Мы разгневались, не зная, чем рыдающий палим.
Царь велел схватить пришельца — эту дерзость я кляну, —
Но войска, что взять пытались не бывавшего в плену,
С перебитыми костями обретали смерть одну,
Постигая, что не могут совратить с пути луну.
Услыхав, что в плен не дался войску целому герой,
Поскакал к нему державный в жажде схватки боевой.
Пред собой царя увидев, не вступил скиталец в бой:
Отпустив поводья, скрылся с неземною быстротой.
Не нашли того, кто сгинул, словно дьявол, без следа.
Царский праздник прекратился, черных дней пришла чреда.
Я в неведенье тяжелом пребывать не смог тогда,
Тайно в розыски пустился, рыскал долгие года
Я искал его три года по окраинам земным,
На него мне указали люди, раненные им.
Я шел уже поблекшей розу с цветом дорогим.
Он меня, как сына, принял. Стало радостней двоим.
Он пошел в пещеры дэвов, уничтоженных мечом,
В обиталище безлюдном лишь одна Асмат при нем.
Он пылает неизменным и негаснущим огнем.
Кто прекрасного покинул, должен сетовать о том.

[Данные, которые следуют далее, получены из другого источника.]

Issue #217, opened 2023-10-12
Preserve unknown bitmask bits values in PDUs (eliminate use of 'from_bits_truncate')


pacmancoder:
To prevent losing information after PDU encode/decode roundtrip, we should always keep bitmask values unchanged, but currently, we use `from_bits_truncate` excessively in the codebase. As @CBenoit explained in [the comment](https://github.com/Devolutions/IronRDP/pull/215#discussion_r1355706172), we need to avoid usage of `from_bits_truncate`:

> we should either use from_bits or from_bits_retain, but never from_bits_truncate, and I would tend to reach for from_bits_retain over from_bits
> 
> Rationale:
> 
> - We want the round-tripping property to hold, and for this property to hold, parsing must be non destructive (lossless), but from_bits_truncate is destructive (undefined bits are discarded)
> - We generally want lenient parsing, ignoring unknown values as long as we don’t need them and/or as long as ignoring them is causing no harm, but from_bits is not lenient
> 
> However, it’s okay to use from_bits if strictness is required at some place, but I would like such places to be documented with a comment explaining why we have to refuse unknown flags

CBenoit:
Following up on this, looks like a new syntax was added to the macro in `bitflags` v2.4: https://github.com/bitflags/bitflags/pull/371

```rust
bitflags! {
    pub struct Flags: u32 {
        const A = 0b00000001;
        const B = 0b00000010;
        const C = 0b00000100;

        // The source may set any bits
        const _ = !0; // <- this guy
    }
}
```

There is documentation crate-level documentation for this: https://docs.rs/bitflags/2.4.0/bitflags/#externally-defined-flags

This is basically make `from_bits_truncate` behaves exactly like `from_bits_retain` because all bits are then considered as known. `from_bits` also never fails.

So I suggest this:

- Use **both** `from_bits_retain` and `const _ = !0` when lenient parsing is required
    - `const _ = !0` ensure we don’t accidentally have non lenient or destructive parsing
    - `from_bits_retain` make it clear that preserving all the bits is intentional at the call site
- Use `from_bits` WITHOUT `const _ = !0` when strictness is required

PR #237, opened 2023-10-29
docs: add "on bit flags" section

CBenoit:
Related to https://github.com/Devolutions/IronRDP/issues/217

[Rendered](https://github.com/Devolutions/IronRDP/tree/docs/on-bitflags/crates/ironrdp-pdu#on-bit-flags)


crates/ironrdp-pdu/README.md
```diff
@@ -400,3 +407,65 @@ MUST always be rejected. In such cases, an `enum` is deemed appropriate.
...
+then considered to be known and defined. In this case `from_bits` also never fails and provides no
+real benefit over `from_bits_retain`.
+
+Here is the bottom line:
+
+- Use **both** `from_bits_retain` and `const _ = !0` when resilient parsing is required.
+    - `const _ = !0` ensures we don’t accidentally have non resilient or destructive parsing.
+    - `from_bits_retain` makes it clear at the call site that preserving all the bits is intentional.
+- Use `from_bits` WITHOUT `const _ = !0` when strictness is required (almost never in IronRDP), and
+    document why with an in-source comment.
```
ibeckermayer, line 466: This might work better as a tl;dr near the top of the section.

crates/ironrdp-pdu/README.md
```diff
@@ -400,3 +407,65 @@ MUST always be rejected. In such cases, an `enum` is deemed appropriate.
...
+There is crate-level documentation for this: <https://docs.rs/bitflags/2.4.0/bitflags/#externally-defined-flags>
+
+This is making `from_bits_truncate` behaves exactly like `from_bits_retain` because all bits are
+then considered to be known and defined. In this case `from_bits` also never fails and provides no
+real benefit over `from_bits_retain`.
+
+Here is the bottom line:
+
+- Use **both** `from_bits_retain` and `const _ = !0` when resilient parsing is required.
+    - `const _ = !0` ensures we don’t accidentally have non resilient or destructive parsing.
```
ibeckermayer, line 463: IMO this case is less compelling than the reason given by the crate itself (https://docs.rs/bitflags/2.4.0/bitflags/#externally-defined-flags)

CBenoit: What do you mean? Are you referring to this?

> It helps compatibility when the external source may start setting additional bits at any time. 

This is what I mean by avoiding non resilient parsing. Maybe I should change the wording?

ibeckermayer: I meant

> Generated methods like `all` and truncating operators like `!` only consider bits in defined flags. Adding an unnamed flag makes those methods consider additional bits, without generating additional constants for them.

is a more compelling reason to also add `const _ = !0` rather than protecting from accidentally having destructive parsing (e.g. if we use `from_bits` accidentally). Though arguably that all falls under the umbrella of your wording, so feel free to just ignore.

pacmancoder (approved):

CBenoit:
@ibeckermayer I think everything is properly addressed so I’ll merge the current version

PR #238, opened 2023-10-29
Maintenance and follow-up

CBenoit:
Small teaks and improvements I had in my git working tree.

Each teak has its own commit.

### DIFF
--- a/crates/ironrdp-async/src/framed.rs
+++ b/crates/ironrdp-async/src/framed.rs
@@ -66,9 +66,13 @@ where
     S: StreamWrapper,
 {
     pub fn new(stream: S::InnerStream) -> Self {
+        Self::new_with_leftover(stream, BytesMut::new())
+    }
+
+    pub fn new_with_leftover(stream: S::InnerStream, leftover: BytesMut) -> Self {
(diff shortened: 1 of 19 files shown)


crates/ironrdp-async/src/framed.rs
```diff
@@ -66,9 +66,13 @@ where
     S: StreamWrapper,
 {
     pub fn new(stream: S::InnerStream) -> Self {
+        Self::from_leftover(stream, BytesMut::new())
+    }
+
+    pub fn from_leftover(stream: S::InnerStream, leftover: BytesMut) -> Self {
```
pacmancoder, line 72: Maybe `with_leftower` would be a better name for a constructor? `from_` sounds like `leftover` should be the only argument, but we also have stream as a first argument. What do you think?

CBenoit: You’re right. I’ll rename to `new_with_leftover` (`with_leftover` alone would suggest some sort of builder pattern)

CBenoit:
> Disabled automerge and approved for faster merge

Good call, thank you!

PR #245, opened 2023-10-31
Adds `ServerDriveQueryInformationRequest`

ibeckermayer:
Also changes `FilesystemRequest` to be named `ServerDriveIoRequest`.

### DIFF
--- a/crates/ironrdp-rdpdr/src/pdu/efs.rs
+++ b/crates/ironrdp-rdpdr/src/pdu/efs.rs
@@ -1705,9 +1705,9 @@ impl ClientDriveQueryInformationResponse {
     }
 }
 
-/// [2.4 File Information Classes [MS-FSCC]]
+/// [2.4 File Information Classes \[MS-FSCC\]]
 ///
-/// [2.4 File Information Classes [MS-FSCC]]: https://docs.microsoft.com/en-us/openspecs/windows_protocols/ms-fscc/4718fc40-e539-4014-8e33-b675af74e3e1
+/// [2.4 File Information Classes \[MS-FSCC\]]: https://docs.microsoft.com/en-us/openspecs/windows_protocols/ms-fscc/4718fc40-e539-4014-8e33-b675af74e3e1
 #[derive(Debug, Clone)]
 pub enum FileInformationClass {
     Basic(FileBasicInformation),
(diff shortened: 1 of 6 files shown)


crates/ironrdp-rdpdr/src/pdu/efs.rs
```diff
@@ -1589,3 +1597,250 @@ bitflags! {
         const FILE_OVERWRITTEN = 0x00000003;
     }
 }
+
+/// [2.2.3.3.8 Server Drive Query Information Request (DR_DRIVE_QUERY_INFORMATION_REQ)]
+///
+/// Note that Length, Padding, and QueryBuffer fields are all ignored in keeping with the [analogous code in FreeRDP].
+///
+/// [2.2.3.3.8 Server Drive Query Information Request (DR_DRIVE_QUERY_INFORMATION_REQ)]: https://docs.microsoft.com/en-us/openspecs/windows_protocols/ms-rdpefs/e43dcd68-2980-40a9-9238-344b6cf94946
```
CBenoit, line 1605: Nit: you can ignore if you want, but I was thinking about only putting a link on the section number instead:
```suggestion
/// [2.2.3.3.8] Server Drive Query Information Request (DR_DRIVE_QUERY_INFORMATION_REQ)
///
/// Note that Length, Padding, and QueryBuffer fields are all ignored in keeping with the [analogous code in FreeRDP].
///
/// [2.2.3.3.8]: https://docs.microsoft.com/en-us/openspecs/windows_protocols/ms-rdpefs/e43dcd68-2980-40a9-9238-344b6cf94946
```
This requires less duplication and results in shorter lines. What do you think?

crates/ironrdp-rdpdr/src/pdu/efs.rs
```diff
@@ -1589,3 +1597,250 @@ bitflags! {
...
+/// [2.4.7 FileBasicInformation [MS-FSCC]]: https://docs.microsoft.com/en-us/openspecs/windows_protocols/ms-fscc/16023025-8a78-492f-8b96-c873b042ac50
+#[derive(Debug, Clone)]
+pub struct FileBasicInformation {
+    pub creation_time: i64,
+    pub last_access_time: i64,
+    pub last_write_time: i64,
+    pub change_time: i64,
+    pub file_attributes: FileAttributes,
+    // NOTE: The `reserved` field in the spec MUST not be serialized and sent over RDP, or it will break the server implementation.
+    // FreeRDP does the same: https://github.com/FreeRDP/FreeRDP/blob/1adb263813ca2e76a893ef729a04db8f94b5d757/channels/drive/client/drive_file.c#L508
```
CBenoit, line 1747: Thank you for documenting this :pray:

CBenoit (approved):
LGTM. Leaving some time if you want to address the comment about links, but otherwise good to merge.

crates/ironrdp-rdpdr/src/pdu/efs.rs
ibeckermayer: I'm fine with that style in general, but I'd be bothered by the inconsistency with the rest of [this part of] the codebase if I were to fix just this one. Seems more trouble than it's worth to fix them all at this point.

CBenoit: Fear not! [`sd`](https://github.com/chmln/sd) is here to save the day!
I’ll run that in another PR though, you’re right.

CBenoit: https://github.com/Devolutions/IronRDP/pull/247

PR #247, opened 2023-11-01
docs: uniformize links to specification

CBenoit:
@ibeckermayer you’re right, there were quite a bunch of these!

I ran `sd` commands to change most places, and modified using multi-cursors the last few places it didn’t covered (mainly the places which were not consistent in the first place).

В той пещере вечно плачет одинокая Асмат;
Для нее он дичь приносит, точно лев для малых львят,
Но тотчас же исчезает, нетерпением объят,
И, встречая человека, отвращает влажный взгляд.
Не стесняясь, что дотоле был со мною незнаком,
О себе он всё поведал и о пламени своем.
Сколько вытерпел страдалец — не расскажешь языком.
Об исчезнувшей печалясь, пламенеет он огнем.
Он скитаньем непрерывным уподобился луне,
Никогда не отдыхая, жизнь проводит на коне;
Избегая всех, живет он с диким зверем наравне.
Горе гибнущей без друга, горе другу, горе мне!
Я сгорел среди объявших исступленного огней;
Обезумел, сожалея сожалевшего о ней;
Захотел искать лекарства, чтоб спасти его скорей,
Возвратясь домой, увидел омраченными царей.
Царь вскипел при повторенье просьбы трепетной моей.
Я войска свои покинул, огорчил своих людей;
Вдаль сокрылся, сбросив бремя, что давило всё сильней,
Порешил спасти безумца и, кружась, ищу путей.
Рассказал мне бесподобный, как братался он с тобой.
Вижу я, не приукрашен ты высокой похвалой.
Посоветуй, где искать мне солнце, скованное мглой,
Блеск, невидящих манящий и видавшим дорогой».
А потом Придон поведал о безумце, потемнев.
Льва возвышенное горе разделял отважный лев.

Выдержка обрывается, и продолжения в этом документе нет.